# Tamron 17-50 f2.8. problem with sharpness



## Robert Kaleta (May 17, 2008)

I've purchased this lens a week ago and i've taken quite a few photos with it now. However most of them seem out of focus. At first i thought it was because of the f2.8 which i was using but that would make the photo soft not out of focus.

Here are some examples. Shot at f2.8 1/80. handheld 50 mm. Focus was on her left eye. Almost every picture has a problem like that.
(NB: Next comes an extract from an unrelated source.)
PR #3213, opened 2018-01-09
issue #31984 - Revert unnecessary change

ChristopherCotnoir:

PR #3212, opened 2018-01-09
issue #31983 Don't only call function on first row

Should i take it back to the shop? 

http://farm4.static.flickr.com/3236/2499653553_c23952242b_b.jpg

http://farm3.static.flickr.com/2062/2499663097_e7bb17f00d_b.jpg

http://farm3.static.flickr.com/2367/2499671829_4e34222a95_b.jpg


----------



## ChickenFriedRyce (May 17, 2008)

An element could be off center in your lens, I would take it back and take pictures with it there and show them the results.
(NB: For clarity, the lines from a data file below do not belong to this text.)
PR #3218, opened 2018-01-25
issue #32017 Format shipvia consistently

ChristopherCotnoir:


foundation-database/public/functions/fetchdefaultshipvia.sql
```diff
@@ -4,7 +4,7 @@ CREATE OR REPLACE FUNCTION FetchDefaultShipVia() RETURNS TEXT AS '
 DECLARE
   _returnVal TEXT;
 BEGIN
-  SELECT shipvia_code INTO _returnVal
+  SELECT shipvia_code || '-' || shipvia_descrip INTO _returnVal
```
davidbeauchamp: shipvia_descrip should be COALESCE'd here because it isn't required and could be null.

ChristopherCotnoir: The only place in any of our code base that allows you to insert or update shipvia is in the Ship Vias section of the Sales Setup screen, and that always saves a non-null description. All quickstart/demo data has a non-null description as well. You'd have to do something custom to get a null description, and if you did, you'd have bigger problems, because the COALESCE is already missing for all the Ship Via comboboxes in the entire application, so it would show up blank everywhere already anyway. We can fix this when we change those as well, but for now I figure it is better to be wrong and consistent than right and inconsistent.

davidbeauchamp: I don't follow the rationale here, shipvia_descrip is nullable in the database, and the code that saves the shipvia does not require you enter in a description as you have noticed. As we are all well aware, people INSERT data into the database outside of the interface all the time. I am not on board with leaving it intentionally up to chance whether or not this concatenation works based on those nonexistent controls. If the other comboboxes need to be fixed as well so be it, but I do not think it should be brushed off. Maybe I am alone here.

jwirt:
I've found the functionality of the shipvia combobox to be a problematic interface.  We've written extensions that try to load the shipvia from data we pull from the UPS api.  Some places in the process the shipvia will accept a valid shipvia_code as valid input.  In some other place we have to insert the shipvia_code || - || shipvia_description.  Some versions in the past allowed freeform shipvia. And some REQUIRED shipvia_code || -.  I haven't experienced any other xtuple comboboxes that have had that sort of variations in the type of data it would accept.  I appreciate you guys working on it and I'm trusting that it will function in the same consistent way as the other combo boxes.  My thought would be that if a valid "shipvia_code" was entered then it should be considered valid data.

foundation-database/public/functions/fetchdefaultshipvia.sql
gilmoskowitz: I agree with @davidbeauchamp - at minimum add the COALESCE here.

We still need to address the broader problem of ad hoc ship-vias and resolving the disparities of some places using id, others using concatenated text, yet others using just code, and the occasional case that might be using the description only. This may involve an upgrade script.

foundation-database/public/functions/fetchdefaultshipvia.sql
```diff
@@ -4,7 +4,7 @@ CREATE OR REPLACE FUNCTION FetchDefaultShipVia() RETURNS TEXT AS '
 DECLARE
   _returnVal TEXT;
 BEGIN
-  SELECT shipvia_code INTO _returnVal
+  SELECT shipvia_code || '-' || COALESCE(shipvia_descrip, '') INTO _returnVal
```
gilmoskowitz:
```
psql:/home/ubuntu/jenkins/workspace/xtuple-xtuple-pr/xtuple/scripts/output/build_jenkins14724.sql:27000: ERROR:  syntax error at or near "-"
LINE 7:   SELECT shipvia_code || '-' || COALESCE(shipvia_descrip, ''...
```

ChristopherCotnoir:
jenkins - retest this please

ChristopherCotnoir:
jenkins - retest this please

gilmoskowitz:
See the related bug [25621](https://www.xtuple.org/xtincident/view/bugs/25621)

EDIT: Also try Manually focusing, if nothing is sharp, take it back immediately.


----------



## JerryPH (May 17, 2008)

IMHO, it's inexperience, not the lens.

One eye would be sharp, the other off.  Just becuase a lens can do F/2.8 doesn't mean it's good to always use nothing but F/2.8.

Try upping it to F/4 or F/5.6 and retake the same shots.  We all know that the extremes of the aperture ranges are not usually where a lens is sharpest.  A big aperture is also very sensitive to having an accurate focus.  A shallow DOF is the main effect of a larger aperture opening.


----------



## ChickenFriedRyce (May 17, 2008)

Well of course, but I wouldn't think they'd look that soft, if soft at all.


----------



## Robert Kaleta (May 18, 2008)

ChickenFriedRyce:
Thanks for the advice. I'll probably go to the shop on monday and have a little chat.

JerryPH:
To be honest with you inexperience was my first thought. I've never used aperture that wide. On the other hand i expected at least some part of the photograph to be sharp. What i noticed is that this lens might have a front focus problem as in some or even most of the shots the sharp part is "closer" to the lens than i intended it to be.
I'm going to print this (http://photo.net/learn/focustest/) sheet and see if i'm right.

Thanks for your help guys.


----------



## Early (May 18, 2008)

Retest the lens using a tripod.  1/80th of a sec. isn't a whole lot of speed for many photographers.


----------



## Mav (May 18, 2008)

It seems like a lot of people have focusing issues with the third party lenses, Sigma in particular, but Tamron too.  I haven't heard much about this specific lens, but there's always the possibility that the lens is front-focusing or rear-focusing.  There's a focus test chart that you can download and print from here to test out your lens.

That said, I do usually shoot my f/2.8 mid-zoom at about f/4 just for a little more depth of field to avoid the issues like you're having.  And like Early mentioned, 1/80s is a tad slow particularly if the subject was moving.  I don't go below 1/125s if I can avoid it, and usually use a flash.  I thought I might have been having focus issues when I got my lens, but I printed out that chart and tested it and it was fine.  Just needed to work on technique.  I have the Nikon 17-55 though, not known for focusing issues.  Can't say the same for Sigma and Tamron, so definitely test yours.


----------



## Robert Kaleta (May 19, 2008)

I've done the front focus test and it's spot on. I guess there's nothing wrong with the lens it's what JerryPH said " IMHO, it's inexperience, not the lens."

And you were also right about the shutter speed. 

Thanks for your help guys.


----------